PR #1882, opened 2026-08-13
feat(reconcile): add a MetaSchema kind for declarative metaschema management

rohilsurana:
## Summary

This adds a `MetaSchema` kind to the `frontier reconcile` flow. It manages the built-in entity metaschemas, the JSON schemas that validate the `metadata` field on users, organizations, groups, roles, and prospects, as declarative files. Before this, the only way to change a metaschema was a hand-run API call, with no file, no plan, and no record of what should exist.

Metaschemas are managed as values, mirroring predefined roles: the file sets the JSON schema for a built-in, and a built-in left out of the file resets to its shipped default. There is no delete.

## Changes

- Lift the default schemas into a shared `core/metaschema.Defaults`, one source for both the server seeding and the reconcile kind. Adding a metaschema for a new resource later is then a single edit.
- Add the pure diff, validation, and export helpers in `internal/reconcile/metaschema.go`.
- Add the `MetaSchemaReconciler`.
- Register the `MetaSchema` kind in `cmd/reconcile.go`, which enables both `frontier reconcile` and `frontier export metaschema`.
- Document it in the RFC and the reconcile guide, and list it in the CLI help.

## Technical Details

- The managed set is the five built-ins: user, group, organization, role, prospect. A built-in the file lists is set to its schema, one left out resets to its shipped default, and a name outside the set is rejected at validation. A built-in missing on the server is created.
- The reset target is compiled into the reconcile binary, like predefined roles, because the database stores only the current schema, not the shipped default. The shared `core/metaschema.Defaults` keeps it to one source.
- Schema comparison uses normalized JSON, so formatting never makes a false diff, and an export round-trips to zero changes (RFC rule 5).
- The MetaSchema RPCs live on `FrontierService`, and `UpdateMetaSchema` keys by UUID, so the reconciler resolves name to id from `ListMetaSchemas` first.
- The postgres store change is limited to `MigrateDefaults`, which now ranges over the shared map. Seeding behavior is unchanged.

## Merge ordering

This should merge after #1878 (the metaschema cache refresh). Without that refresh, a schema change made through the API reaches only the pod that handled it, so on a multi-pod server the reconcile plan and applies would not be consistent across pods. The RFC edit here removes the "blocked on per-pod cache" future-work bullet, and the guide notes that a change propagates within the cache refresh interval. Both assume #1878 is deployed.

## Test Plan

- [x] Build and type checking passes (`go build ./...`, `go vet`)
|---|
• **TASK GOAL**: Please copy nothing but the lines from the one that holds "- Schema comparison" through the last line of the material above, exactly as written.

• **TASK OUTPUT**:
- Schema comparison uses normalized JSON, so formatting never makes a false diff, and an export round-trips to zero changes (RFC rule 5).
- The MetaSchema RPCs live on `FrontierService`, and `UpdateMetaSchema` keys by UUID, so the reconciler resolves name to id from `ListMetaSchemas` first.
- The postgres store change is limited to `MigrateDefaults`, which now ranges over the shared map. Seeding behavior is unchanged.

## Merge ordering

This should merge after #1878 (the metaschema cache refresh). Without that refresh, a schema change made through the API reaches only the pod that handled it, so on a multi-pod server the reconcile plan and applies would not be consistent across pods. The RFC edit here removes the "blocked on per-pod cache" future-work bullet, and the guide notes that a change propagates within the cache refresh interval. Both assume #1878 is deployed.

## Test Plan

- [x] Build and type checking passes (`go build ./...`, `go vet`)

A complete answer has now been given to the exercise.